5. The voice detection output device according to claim 1, further comprising averaging means for averaging the output of said power detection means with time.

6. A sound detection output device for detecting and outputting a sound signal from an input signal from a microphone, wherein a sound signal for emitting a sound to a space in which the microphone is installed to notify a sound input. Means, first power detection means for detecting the power of the output signal of the alarm sound output means, second power detection means for detecting the power of the output signal of the microphone, and the first and second powers A differential amplifying means for outputting an output difference of the detecting means, and a threshold for generating and holding a threshold corresponding to an output of the differential amplifying means during an output period of the alarm sound component from the microphone Generating means, and comparing means for comparing the output of the differential amplifying means with the threshold value, wherein the threshold value generating means operates within the period of the audible tone component in the output signal of the microphone. Generate and hold threshold , By detecting the speech interval after components 該催 Tsugeoto of the input signal from the microphone at said comparing means, voice detection output apparatus characterized by detecting and outputting an audio signal.
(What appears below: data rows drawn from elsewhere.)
PR #1253, opened 2024-09-18
resolved issue : 1252

### LINKED ISSUE #1252: bug: Content Overflow on Header and Theme Icon Redundancy
Description:
There are two primary issues observed in the current UI:

Content Overflow on Header:

The content pane (on the right side, "Course Content") is overlapping onto the header section when expanded. This creates a visual disruption as the content is not contained within its own section and instead bleeds over onto the header.

Redundant Change Theme Icon:
The "Change Theme" icon is currently placed both in the profile section and the header. Since the header already contains a theme toggle option, the one in the profile section is redundant and should be removed to avoid confusion and streamline the UI.

image
image

wraith2009:
### PR Fixes:
- 1 resolved and introduced overflow-y inside the div it was needed 
- 2 removed change theme btn from profile as it is already present in header.

Resolves #1252 

ps: i only changes 2 files idk how it is showing changes in 17files , sry its my first time facing this although all the files are same but it shows 17 files changes. 
 

### DIFF
--- a/src/app/admin/add-course/page.tsx
+++ b/src/app/admin/add-course/page.tsx
@@ -1,12 +1,7 @@
 'use client';
 
 import { Button } from '@/components/ui/button';
-import {
-  Card,
-  CardContent,
-  CardHeader,
-  CardTitle,
-} from '@/components/ui/card';
+import { Card, CardContent, CardHeader, CardTitle } from '@/components/ui/card';
 import {
   Form,
   FormControl,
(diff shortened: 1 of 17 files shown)


karranx:
the files that are changed automatically is because you have different linting rules from the projects which causes changes in indentation, single/double quotes etc. make sure to follow the linting rules of the project otherwise the PR will fail the automatic checks and wont be merged.

PR #1256, opened 2024-09-18
Bug Fix for Login Input Field Auto-Suggestions and Phone Number Login Issue

SargunSinghSethi:
### **Description**
I encountered a significant bug in the login functionality of the CMS system, where users were initially allowed to log in using their phone number and password. This issue arises because of the email input field’s auto-suggestion feature, which interferes with the login process, particularly when users enter their phone number.

### **Video Solution**
https://github.com/user-attachments/assets/983e8390-b4e8-4e01-aa69-821268ad4fd8

### **Problem Overview:**

1. Initial System Behavior:

- Users could log in either using an email and password or a phone number and password. However, many users initially registered with a phone number.
- Around 33% of users, based on initial records, were logging in using their phone numbers instead of an email.

2. **Current Issue:**

- The email input field is now giving auto-suggestions based on whatever the user types, even if it's a phone number. For example, if someone types "999", it suggests "999@gmail.com" and other similar options, even though it's a phone number.
- On mobile devices, these suggestions often overlap with the submit button, making it impossible for users to log in.

3. Solution Implemented: To address this, I modified the behavior of the auto-suggestions feature in the email input field.

- New Logic: Suggestions will only appear if the string entered contains the "@" symbol. If no "@" is present, the system will assume it's a phone number and prevent suggestions from appearing.
- This fix ensures that when users type a phone number (e.g., "999"), no unnecessary email suggestions are shown, and users can log in smoothly.

**Why This is Critical: This fix is crucial because:**

- A significant percentage of users (about 33%) rely on phone number login.
- On mobile devices, the auto-suggestion overlay blocks critical UI elements, preventing users from completing the login process.

@hkirat @devsargam @siinghd @TanmayDhobale

### DIFF
--- a/src/app/admin/add-course/page.tsx
+++ b/src/app/admin/add-course/page.tsx
@@ -1,12 +1,7 @@
 'use client';
 
 import { Button } from '@/components/ui/button';
-import {
-  Card,
-  CardContent,
-  CardHeader,
-  CardTitle,
-} from '@/components/ui/card';
+import { Card, CardContent, CardHeader, CardTitle } from '@/components/ui/card';
 import {
   Form,
   FormControl,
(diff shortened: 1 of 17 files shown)


devsargam:
Doesn't matter much sir. We can ignore this for now.

PR #1288, opened 2024-09-20
Fix : Improved the UI mouse changed to cursor-pointer when hovered

GARY121github:


devsargam:
There's a lot of noise in this pr. Can u reduce the diff???

PR #22, opened 2023-08-11
Layered edits to the home page.

akcano:


docs/index.rst
```diff
@@ -3,67 +3,58 @@
...
-environments, perform code reviews or experiment in a separate light-weight
-container.
-
-It is common to have a non-trivial project setup with dependencies on particular
-Linux distributions, SDKs from multiple publishers, and system and language
-packages. Most such projects can organise setup complexity with Workspace.
-Examples include AI/ML, Robotics, IoT, EdTech and similar domains.
+=========
+
+**Workspace automates configuration and management
```
dmitry-lyfar, line 8: The intention there is to say that Workspace is a tool that organises (or orchestrates) reproducible dev environments. The suggested edit reads (and I could be getting it wrong): Workspace automates configuration and management of _something_ **with** dev environments, i.e.  the meaning is different?

docs/index.rst
```diff
@@ -3,67 +3,58 @@
...
+with reproducible development environments**.
+
+**Define your dev environment in straightforward YAML**.
+The tool consumes it to create a contained workspace,
+installs the SDKs and packages it lists,
```
dmitry-lyfar, line 13: Not the original nor the suggested copy seems to offer a good enough explanation showing that Workspace differentiate between SDKs and packages. SDKs and packages are two separate entities, SDK may or may not install packages. Given that we can only install SDKs for now, I suggest we drop _packages it lists_?

Also, Workspace does not _add_ hooks technically, these are supplied by the SDK authors; Workspace calls them at certain events (e.g. launch, refresh) to let the SDK execute the required logic. Hence, _control_ in the original home page. Any thoughts on a better way of describing this?

docs/index.rst
```diff
@@ -3,67 +3,58 @@
...
+and adds life cycle hooks for run-time control.
+IDEs such as Visual Studio Code or Jupyter Lab
+can discover workspaces and leverage them in their operation;
+when you're done with a workspace,
+its disposal doesn't affect the host system.
```
dmitry-lyfar, line 18: The, perhaps not obvious, message there was not only about affecting the host system, but also about a person using the tool becoming better organised and/or efficient (hence, the choice of _clean_). 

Now: the host is unaffected. ok, so what does it give to me?
Wanted:  the host is unaffected, so no unused packages, conflicting dependencies for different projects that deteriorate the host system with time.

dmitry-lyfar (changes requested):
Thanks @akcano! Only a few comments from me there, let's discuss on a call / here.

PR #28, opened 2023-08-17
Minor README rework

akcano:


docs/README.rst
```diff
@@ -1,98 +1,126 @@
...
 
-Development
------------
 
-Workspace uses a "go test"-compatible `gocheck <https://pkg.go.dev/gopkg.in/check.v1#section-readme>`_:
+Workspace downloads and installs the SDKs your definition lists;
+the project is now ready to use them.
+
+
+Testing
```
dmitry-lyfar, line 108: I used to call this section Testing. Switched to Development so the reader skimming through it could see a familiar OSS project structure: Install -> Quick Start -> Link to a wider documentation -> Information for Developers and Contributors. The latter is planned to include Workspace development documentation (which, for now, is just how to run tests, i.e. rather a Development -> Testing structure). 

I will merge this one now and put this question on our next agenda to discuss as this section will likely be pretty minimal in the foreseeable future.

dmitry-lyfar (approved):

docs/README.rst
akcano: I see; however, it's always best to choose titles most appropriate for what's actually there.
Another idea I had re: this section is merging it into 'Installation', which kinda makes sense (you install Workspace from source, then you run tests to make sure it's not broken). A sub-idea here is to make the tests a part of `go install` (unless they're already there).

PR #32, opened 2023-08-21
Rewriting tutorials + ongoing maintenance

akcano:


docs/tutorial/getting-started/install/install.rst
```diff
@@ -1,91 +1,100 @@
...
 
 
-Go
----
-Currently you can install Workspace only from its source code, which requires Go run-time:
+Next, ensure the
+`LXD daemon
+<https://documentation.ubuntu.com/lxd/en/latest/explanation/lxd_lxc/#lxd-daemon>`_
+is enabled and running.
+With a snap-based installation, use ``systemctl``:
```
dmitry-lyfar: With a snap-based installation, I'd recommend this:

```
snap services lxd.daemon # this should be enough and the daemon must be running at this stage
```
Using ``systemctl enable`` for the daemon that is running within a snap led to some quirky bugs before.

If the daemon is stopped for any reason, one can try:
```
snap start lxd.daemon
```

dmitry-lyfar (changes requested):
Looks great! Left one comment regarding the LXD daemon.

docs/tutorial/getting-started/install/install.rst
akcano: @dmitry-lyfar Thanks, good point.
Updated; I reworked the command sequence a bit to make sure it reflects the 'make sure it's enabled and running' phrasing.

dmitry-lyfar (approved):

PR #35, opened 2023-08-29
Minimum viable rewrite of the existing docs

akcano:


docs/tutorials/essentials/refresh.rst
```diff
@@ -0,0 +1,126 @@
...
+
+       "nimble" refreshed
+
+The workspace is rebuilt from the
+:ref:`base <exp_workspace_base>`;
+then the SDKs are updated from their respective channels.
+If your
+:ref:`project <exp_project>`
+has multiple workspaces,
+``workspace refresh`` simultaneously updates all of them.
```
dmitry-lyfar: Currently, it is implemented so that you have to name every workspace we want to update explicitly, ``workspace refresh one two three``. It's worth considering to have a version that updates everything it finds if no arguments provided.

dmitry-lyfar (commented):
Thanks! One note on the refresh without args only.

docs/tutorials/essentials/refresh.rst
akcano: Updated.

dmitry-lyfar (approved):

7. The sound detection output device according to claim 6, further comprising averaging means for averaging the output of the differential amplifying means over time.

8. A speech recognition device comprising the speech detection output device according to claim 1 as speech input means.

9. A voice storage device comprising the voice detection output device according to claim 1 as voice input means.